**SOURCE DATA**
PR #1821, opened 2026-08-28
Add solver caching to support re-solves for barrier QP

Iroy30:
## Description
This PR adds QP barrier cache reuse for a sequence of solves that only change/update the linear objective. User can opt-in with settings.sequence_solve = True. After an Optimal first solve, the GPU barrier workspace and barrier maps are cached on the DataModel and the subsequent update_linear_objective + Solve skips convert / presolve / scaling. It is strictly QP-only, no QC / SOC.

**Flow**
settings.sequence_solve = True
First `Solve(dm, settings)`              

- cold solve: convert → presolve → scale → barrier_solve
- On Optimal → store/cache the  transform + iteration_data on DataModel

`dm.update_linear_objective(c_new) `     

- crush user c through saved maps → cache c / d_c_
- set c_dirty

Later `Solve(dm, settings) `                   

- warm solve: skip convert/presolve/scaling
- reset_iterate_state (refresh D / KKT values, keep symbolic)
- Barrier_advanced_solve from a new start then unscale / uncrush

## Checklist

- Testing
   - [ ] Added tests
   - [ ] NA
- Documentation
   - [ ] Added new documentation
   - [ ] NA


cpp/include/cuopt/mathematical_optimization/pdlp/solver_settings.hpp
```diff
@@ -22,6 +22,11 @@
 
 #include <cuda/std/span>
 
+
+namespace cuopt::cython {
+class barrier_cache_t;
```
chris-maes: barrier_cache_t should probably live the `cuopt::mathematical_optimization` namespace

cpp/include/cuopt/mathematical_optimization/utilities/barrier_cache.hpp
```diff
@@ -0,0 +1,87 @@
...
+
+void destroy_iteration_data(iteration_data_t<int, double>* data);
+
+void apply_barrier_linear_objective(iteration_data_t<int, double>& data,
+                                    double const* barrier_c,
+                                    int n);
+}  // namespace cuopt::mathematical_optimization::barrier
+
+namespace cuopt {
+namespace CUOPT_EXPORT cython {
```
chris-maes: Why `cython` namespace here?

cpp/src/barrier/barrier.cu
```diff
@@ -356,6 +354,9 @@ class iteration_data_t {
       transform_reduce_helper_(lp.handle_ptr->get_stream()),
       transform_reduce_pair_helper_(lp.handle_ptr->get_stream()),
       sum_reduce_helper_(lp.handle_ptr->get_stream()),
+      d_scalar_batch_(kNumScalarBatchSlots, lp.handle_ptr->get_stream()),
```
chris-maes: Make sure to update to Yuwen's latest PR.

cpp/include/cuopt/mathematical_optimization/pdlp/solver_settings.hpp
```diff
@@ -357,6 +361,10 @@ class pdlp_solver_settings_t {
   // Used to force batch PDLP to solve a subbatch of the problems at a time
   // The 0 default value will make the solver use its heuristic to determine the subbatch size
   i_t fixed_batch_size{0};
+  /** When true, first GPU barrier/QCQP solve returns a ``barrier_cache_t`` capsule. */
+  bool sequence_solve{false};
+  /** Non-owning cache pointer set by ``call_solve`` for barrier symbolic reuse. */
+  cuopt::cython::barrier_cache_t* barrier_cache{nullptr};
```
chris-maes: Do we want to store `barrier_cache` in solver_settings? Maybe this should live in a solution object or in the model?

cpp/include/cuopt/mathematical_optimization/utilities/barrier_cache.hpp
```diff
@@ -0,0 +1,87 @@
...
+
+struct barrier_transform_t;
+
+/**
+ * @brief GPU solve cache owned by DataModel when sequence_solve is on.
+ *
+ * After an Optimal full solve, holds iteration_data_t and the user↔barrier transform.
```
chris-maes: Nit: Remove <-> non-ascii character

cpp/include/cuopt/mathematical_optimization/utilities/barrier_cache.hpp
```diff
@@ -0,0 +1,87 @@
...
+ * update_q crushes the new linear objective and sets c_dirty so the next Solve
```
chris-maes: `update_q` -> `update_linear_objective`

cpp/src/barrier/barrier.cu
```diff
@@ -653,32 +657,102 @@ class iteration_data_t {
...
+    if (chol != nullptr) {
+      static_cast<sparse_cholesky_base_t<i_t, f_t>*>(chol.get())->rebind_settings(settings_);
+    }
+
+    {
+      raft::common::nvtx::range fun_scope("Barrier: reset diagonal scaling");
+      const bool has_Q = Q.n > 0;
+
+      if (has_cones()) {
+        primal_perturb = 1e-8;
```
chris-maes: These need to come from settings not hard coded

cpp/src/barrier/barrier.cu
```diff
@@ -653,32 +657,102 @@ class iteration_data_t {
...
+  }
+
+  device_csr_matrix_t<i_t, f_t>& augmented_system() { return aug_mat(); }
+  const device_csr_matrix_t<i_t, f_t>& augmented_system() const { return aug_mat(); }
+
+  // Attach this solve's settings and rewind iterate-dependent state so IPM can
+  // Mehrotra-start with the new c. A and Q are unchanged; the previous solve
+  // left D and the KKT values at its last iterate. Reuse is QP-only (no cones),
+  // so form_*(false) updates values in the existing CSR; no symbolic rebuild.
+  bool prepare_for_reuse(const simplex_solver_settings_t<i_t, f_t>& settings)
```
chris-maes: Is this necessary? Could we run the initialization again at the start of the solve?

cpp/src/barrier/barrier.cu
```diff
@@ -653,32 +657,102 @@ class iteration_data_t {
...
+      handle_ptr->sync_stream();
+      if (chol != nullptr) { chol->rebind_csr_matrix(adat_mat()); }
     }
+    if (settings_.concurrent_halt != nullptr && *settings_.concurrent_halt == 1) { return false; }
+
+    reset_for_new_solve();
+    return true;
+  }
+
+  void reset_for_new_solve()
```
chris-maes: Seems like this is something we should do at the beginning of a new solve; rather than at the end of the last solve.

cpp/src/barrier/barrier.cu
```diff
@@ -1378,7 +1455,7 @@ class iteration_data_t {
     solution.z = z_tilde;
 
     dense_vector_t<i_t, f_t> dual_res = z_tilde;
-    dual_res.axpy(-1.0, lp.objective, 1.0);
+    dual_res.axpy(-1.0, c, 1.0);
```
chris-maes: Where is `c` coming from? Don't we have the new model as well?

cpp/src/barrier/barrier.cu
```diff
@@ -1986,13 +2078,13 @@ class iteration_data_t {
   f_t dual_perturb{1e-8};
   f_t primal_perturb{1e-8};
 
-  std::unique_ptr<sparse_cholesky_base_t<i_t, f_t>> chol;
+  std::shared_ptr<sparse_cholesky_base_t<i_t, f_t>> chol;
```
chris-maes: I'm not sure we should use a `shared_ptr` here. Can we transfer ownership of the `unique_ptr` instead?

cpp/src/barrier/barrier.cu
```diff
@@ -2189,8 +2289,8 @@ int barrier_solver_t<i_t, f_t>::initial_point(iteration_data_t<i_t, f_t>& data)
   //   LP block: e = 1,  SOC block: e = (sqrt(2), 0, ..., 0)
   if (data.has_cones()) {
     const i_t cs     = data.cone_start();
-    const f_t norm_b = vector_norm_inf<i_t, f_t>(lp.rhs);
-    const f_t norm_c = vector_norm_inf<i_t, f_t>(lp.objective);
+    const f_t norm_b = vector_norm_inf<i_t, f_t>(data.b);
```
chris-maes: I'm not sure I understand why we can't refer to `lp`. On subsequent solves, we should still have a valid `linear_program_t` model.

cpp/src/barrier/barrier.cu
```diff
@@ -4103,175 +4352,390 @@ lp_status_t barrier_solver_t<i_t, f_t>::check_for_suboptimal_solution(
...
-    for (i_t j = 0; j < n; j++) {
-      if (lp.upper[j] < inf) { num_upper_bounds++; }
+    if (!owned_data) {
+      if (cache != nullptr) { cache->clear(); }
+      settings.log.printf(
+        "Barrier: cache reuse failed; cached iteration_data is missing or invalid\n");
+      return lp_status_t::NUMERICAL_ISSUES;
+    }
+    try {
+      if (!owned_data->prepare_for_reuse(settings)) {
```
chris-maes: Oh I see `prepare_for_reuse` is called at the start. Maybe it's just a naming issue.

cpp/src/barrier/barrier.cu
```diff
@@ -4103,175 +4352,390 @@ lp_status_t barrier_solver_t<i_t, f_t>::check_for_suboptimal_solution(
...
+      return lp_status_t::NUMERICAL_ISSUES;
     }
 
-    csc_matrix_t<i_t, f_t> Q(lp.num_cols, 0, 0);
-    if (lp.Q.n > 0) { create_Q(lp, Q); }
-
-    iteration_data_t<i_t, f_t> data(
-      lp, num_upper_bounds, presolve_info.direct_free_variables, Q, settings);
+    iteration_data_t<i_t, f_t>& data = *owned_data;
+    auto fail_reuse = [&](lp_status_t status) {
```
chris-maes: Prefer to not use lambda functions. Either make this a named function or inline directly in code.

cpp/src/barrier/barrier.cu
```diff
@@ -4103,175 +4352,390 @@ lp_status_t barrier_solver_t<i_t, f_t>::check_for_suboptimal_solution(
...
+    settings.log.printf("Error in barrier_solver_t: %s\n", e.what());
+    return lp_status_t::NUMERICAL_ISSUES;
+  } catch (const std::bad_alloc& e) {
+    settings.log.printf("Out of memory in barrier_solver_t: %s\n", e.what());
+    return lp_status_t::NUMERICAL_ISSUES;
+  }
+}
 
+template <typename i_t, typename f_t>
+lp_status_t barrier_solver_t<i_t, f_t>::run_ipm(
```
chris-maes: Please call the main function containing all the implementation of barrier `solve`.

cpp/src/barrier/barrier.cu
```diff
@@ -4103,175 +4352,390 @@ lp_status_t barrier_solver_t<i_t, f_t>::check_for_suboptimal_solution(
...
+  f_t start_time,
+  lp_solution_t<i_t, f_t>& solution,
+  cuopt::cython::barrier_cache_t* cache,
+  std::unique_ptr<iteration_data_t<i_t, f_t>>& owned_data)
+{
+  auto finish_cache = [&](lp_status_t status) -> lp_status_t {
```
chris-maes: Please do not use lambda functions like this. Either inline the function directly (if small) or create a named member function.

cpp/src/barrier/barrier.cu
```diff
@@ -4103,175 +4352,390 @@ lp_status_t barrier_solver_t<i_t, f_t>::check_for_suboptimal_solution(
...
+    if (cache != nullptr && owned_data) {
+      if (status == lp_status_t::OPTIMAL) {
```
chris-maes: Why does this need to be called at the end of the solve. Shouldn't everything automatically be up to date and ready when we exit?

cpp/src/barrier/barrier.cu
```diff
@@ -4103,175 +4352,390 @@ lp_status_t barrier_solver_t<i_t, f_t>::check_for_suboptimal_solution(
...
+  }
+
+  settings.log.printf("Elapsed time                : %.3fs\n", toc(start_time));
+
+  if (toc(start_time) > settings.time_limit) {
+    settings.log.printf("Barrier time limit exceeded\n");
+    return finish_cache(lp_status_t::TIME_LIMIT);
+  }
+
+  i_t initial_status = initial_point(data);
```
chris-maes: Here and below? Why is so much of the barrier method rewritten? We should try to get a set of minimally invasive code changes.

cpp/src/barrier/barrier.hpp
```diff
@@ -34,9 +41,21 @@ class barrier_solver_t {
   barrier_solver_t(const simplex::lp_problem_t<i_t, f_t>& lp,
                    const simplex::presolve_info_t<i_t, f_t>& presolve,
                    const simplex::simplex_solver_settings_t<i_t, f_t>& settings);
-  simplex::lp_status_t solve(f_t start_time, simplex::lp_solution_t<i_t, f_t>& solution);
+  simplex::lp_status_t solve(f_t start_time,
```
chris-maes, line 44: Whats the difference between: `solve`, `barrier_advanced_solve` and `run_ipm`. We should only need two of these: `solve` and `advanced_solve`.

cpp/src/barrier/sparse_cholesky.cuh
```diff
@@ -143,7 +146,9 @@ class sparse_cholesky_cudss_t : public sparse_cholesky_base_t<i_t, f_t> {
       first_factor(true),
       positive_definite(true),
       A_created(false),
-      settings_(settings),
+      settings_(&settings),
```
chris-maes: Why does settings need to be a pointer. This creates a lot of unnecessary code changes? Can we revert this back, so we avoid these changes?

cpp/src/barrier/sparse_cholesky.cuh
```diff
@@ -866,6 +883,63 @@ class sparse_cholesky_cudss_t : public sparse_cholesky_base_t<i_t, f_t> {
     this->positive_definite = positive_definite;
   }
 
+  void rebind_settings(const simplex::simplex_solver_settings_t<i_t, f_t>& settings) override
+  {
+    settings_ = &settings;
```
chris-maes: `simplex_solver_settings` should just contain a set of `int`, `double`, and `bool` parameters. It is cheap to copy. Prefer a copy over unnecessary code changes.

python/cuopt/cuopt/linear_programming/solver_settings/solver_settings.pyx
```diff
@@ -117,6 +117,7 @@ cdef class SolverSettings:
         self.settings_dict = {}
         self.pdlp_warm_start_data = None
         self.mip_callbacks = []
+        self.sequence_solve = False
```
chris-maes, line 120: Why can't this be just a normal parameter?

python/cuopt/cuopt/linear_programming/solver_settings/solver_settings.pyx
```diff
@@ -459,6 +460,16 @@ cdef class SolverSettings:
                 warm_start_data.iterations_since_last_restart # noqa
             )
 
+        c_solver_settings.get_pdlp_settings().sequence_solve = self.sequence_solve
+
+    def set_sequence_solve(self, enabled):
```
chris-maes: Why are special getter/setters needed?

python/cuopt/cuopt/linear_programming/data_model/data_model_wrapper.pyx
```diff
@@ -158,6 +175,34 @@ cdef class DataModel:
     def set_objective_coefficients(self, c):
         self.c = type_cast(c, np.float64, "c")
 
+    def update_q(self, c):
```
chris-maes: `update_q` -> `update_linear_objective`

python/cuopt/cuopt/linear_programming/data_model/data_model_wrapper.pyx
```diff
@@ -68,6 +77,14 @@ cdef class DataModel:
         self.row_names = np.array([])
         self.quadratic_constraints = []
 
+    def has_barrier_cache(self):
```
chris-maes: Why does the user need to know we have a cache?

python/cuopt/cuopt/linear_programming/data_model/data_model_wrapper.pyx
```diff
@@ -68,6 +77,14 @@ cdef class DataModel:
...
+        """Return whether this data model owns a reusable solver cache."""
+        return self.barrier_cache_capsule is not None
+
+    def clear_barrier_cache(self):
```
chris-maes: Why does a user need to be able to clear the cache?

python/cuopt/cuopt/linear_programming/data_model/data_model.py
```diff
@@ -228,6 +228,24 @@ def set_objective_coefficients(self, c):
         """
         super().set_objective_coefficients(c)
 
+    @catch_cuopt_exception
+    def update_q(self, c):
```
chris-maes: `update_q` -> `update_linear_objective`

python/cuopt/cuopt/linear_programming/data_model/data_model.py
```diff
@@ -228,6 +228,24 @@ def set_objective_coefficients(self, c):
...
+        """
+        Update the linear objective coefficients (c) for a sequence re-solve.
+
+        Writes user-space ``c`` onto this DataModel. If a barrier cache is
```
chris-maes: Let's not user the term `user-space`.

cpp/src/pdlp/CMakeLists.txt
```diff
@@ -39,6 +39,7 @@ set(LP_CORE_FILES
 # C and Python adapter files
 set(LP_ADAPTER_FILES
   ${CMAKE_CURRENT_SOURCE_DIR}/utilities/cython_solve.cu
+  ${CMAKE_CURRENT_SOURCE_DIR}/utilities/barrier_cache.cu
```
chris-maes: `barrier_cache.cu` should live in `barrier` subdirectory.

chris-maes (changes requested):

cpp/include/cuopt/mathematical_optimization/utilities/barrier_cache.hpp
```diff
@@ -0,0 +1,87 @@
...
+#include <cuopt/export.hpp>
+
+#include <memory>
+
+#include <raft/core/handle.hpp>
+#include <rmm/cuda_stream.hpp>
+
+namespace cuopt::mathematical_optimization::barrier {
+template <typename i_t, typename f_t>
+class iteration_data_t;
```
rg20, line 19: `iteration_data_t` is too specific to our implementation of barrier.  

It can be just `solver_cache_t`, which makes it easy to add more things.

cpp/include/cuopt/mathematical_optimization/utilities/barrier_cache.hpp
```diff
@@ -0,0 +1,87 @@
...
+#pragma once
+
+#include <cuopt/export.hpp>
+
+#include <memory>
+
+#include <raft/core/handle.hpp>
+#include <rmm/cuda_stream.hpp>
+
+namespace cuopt::mathematical_optimization::barrier {
```
rg20, line 17: I don't think we should expose this namespace at this level

cpp/include/cuopt/mathematical_optimization/pdlp/solver_settings.hpp
yuwenchen95: I agree since users should ideally utilize the resolve under any API.

cpp/src/barrier/barrier.cu
```diff
@@ -2165,12 +2245,27 @@ class iteration_data_t {
...
   rmm::device_uvector<i_t> d_augmented_diagonal_indices_;
+
+  device_csr_matrix_t<i_t, f_t>& aug_mat() { return device_augmented; }
+  const device_csr_matrix_t<i_t, f_t>& aug_mat() const { return device_augmented; }
+  device_csr_matrix_t<i_t, f_t>& adat_mat() { return device_ADAT; }
+  const device_csr_matrix_t<i_t, f_t>& adat_mat() const { return device_ADAT; }
+  device_csr_matrix_t<i_t, f_t>& a_mat() { return device_A; }
+  device_csc_matrix_t<i_t, f_t>& ad_mat() { return device_AD; }
+  rmm::device_uvector<f_t>& original_a_values() { return d_original_A_values; }
+  rmm::device_uvector<f_t>& a_x_values() { return device_A_x_values; }
```
yuwenchen95: `a_x_values` is not used and could be deleted.

cpp/src/barrier/barrier.cu
yuwenchen95: I agree. Transferring ownership is better.

cpp/src/barrier/barrier.cu
yuwenchen95: We have introduced new parameters for setting primal and dual regularization. Better to update the PR with current main to address it.

cpp/src/barrier/barrier.cu
```diff
@@ -2288,7 +2383,7 @@ class iteration_data_t {
 
   rmm::cuda_stream_view stream_view_;
 
-  const simplex_solver_settings_t<i_t, f_t>& settings_;
```
yuwenchen95, line 2291: Keep `simplex_solver_settings_t` as a `const` since the setting itself should be immutable.

cpp/src/pdlp/solve.cu
```diff
@@ -72,6 +75,33 @@
 
 namespace cuopt::mathematical_optimization {
 
+namespace {
+
+template <typename i_t, typename f_t>
+simplex::user_problem_t<i_t, f_t> user_problem_from_transform(
```
yuwenchen95, line 80: This part looks fragile and incomplete. Can we skip it for the reuse path?

cpp/src/barrier/barrier.hpp
```diff
@@ -17,9 +17,16 @@
 #include <linear_algebra/sparse_matrix.hpp>
 #include <math_optimization/tic_toc.hpp>
 
+#include <memory>
+
 #include <rmm/device_uvector.hpp>
 
 #include <utility>
+
+namespace cuopt::cython {
```
yuwenchen95: Do we need `cuopt::cython`? I think `barrier_cache_t` should be part of C++ source code, which allows other APIs to use the resolve.

cpp/src/dual_simplex/solve.cpp
```diff
@@ -358,16 +416,57 @@ lp_status_t solve_linear_program_with_barrier(const user_problem_t<i_t, f_t>& us
...
+  }
+
   lp_problem_t<i_t, f_t> original_lp(handle_ptr, 1, 1, 1);
 
   // Convert the user problem to a linear program with only equality constraints
   std::vector<i_t> new_slacks;
-  simplex_solver_settings_t<i_t, f_t> barrier_settings = settings;
   dualize_info_t<i_t, f_t> dualize_info;
-  convert_user_problem(user_problem, barrier_settings, original_lp, new_slacks, dualize_info);
+  {
```
yuwenchen95: Nit: bracket looks redundant here.

cpp/src/dual_simplex/solve.cpp
```diff
@@ -377,7 +476,10 @@ lp_status_t solve_linear_program_with_barrier(const user_problem_t<i_t, f_t>& us
   // Presolve the linear program
   presolve_info_t<i_t, f_t> presolve_info;
   lp_problem_t<i_t, f_t> presolved_lp(handle_ptr, 1, 1, 1);
-  const i_t ok = presolve(original_lp, barrier_settings, presolved_lp, presolve_info);
+  i_t ok;
+  {
```
yuwenchen95: Nit: bracket looks redundant here.

cpp/src/dual_simplex/solve.cpp
```diff
@@ -389,13 +491,56 @@ lp_status_t solve_linear_program_with_barrier(const user_problem_t<i_t, f_t>& us
                                     presolved_lp.A.col_start[presolved_lp.num_cols]);
   std::vector<f_t> column_scales;
   std::vector<f_t> row_scales;
-  scaling(presolved_lp, barrier_settings, barrier_lp, column_scales, row_scales);
+  {
```
yuwenchen95: Nit: bracket looks redundant here.

cpp/src/barrier/barrier_cache.cu
```diff
@@ -0,0 +1,129 @@
...
+
+bool barrier_cache_t::c_dirty() const
+{
+  return impl_->c_dirty && impl_->transform != nullptr && impl_->iteration_data.get() != nullptr;
+}
+
+void barrier_cache_t::update_linear_objective(double const* c, int n)
+{
+  cuopt_expects(impl_->transform != nullptr,
+                error_type_t::ValidationError,
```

**DIRECTIONS FOR THIS TASK**
Write out the listing's lines exactly, from its first line through the line that contains "- Barrier_advanced_solve from", and stop there.

**RESULT BELOW**
PR #1821, opened 2026-08-28
Add solver caching to support re-solves for barrier QP

Iroy30:
## Description
This PR adds QP barrier cache reuse for a sequence of solves that only change/update the linear objective. User can opt-in with settings.sequence_solve = True. After an Optimal first solve, the GPU barrier workspace and barrier maps are cached on the DataModel and the subsequent update_linear_objective + Solve skips convert / presolve / scaling. It is strictly QP-only, no QC / SOC.

**Flow**
settings.sequence_solve = True
First `Solve(dm, settings)`              

- cold solve: convert → presolve → scale → barrier_solve
- On Optimal → store/cache the  transform + iteration_data on DataModel

`dm.update_linear_objective(c_new) `     

- crush user c through saved maps → cache c / d_c_
- set c_dirty

Later `Solve(dm, settings) `                   

- warm solve: skip convert/presolve/scaling
- reset_iterate_state (refresh D / KKT values, keep symbolic)
- Barrier_advanced_solve from a new start then unscale / uncrush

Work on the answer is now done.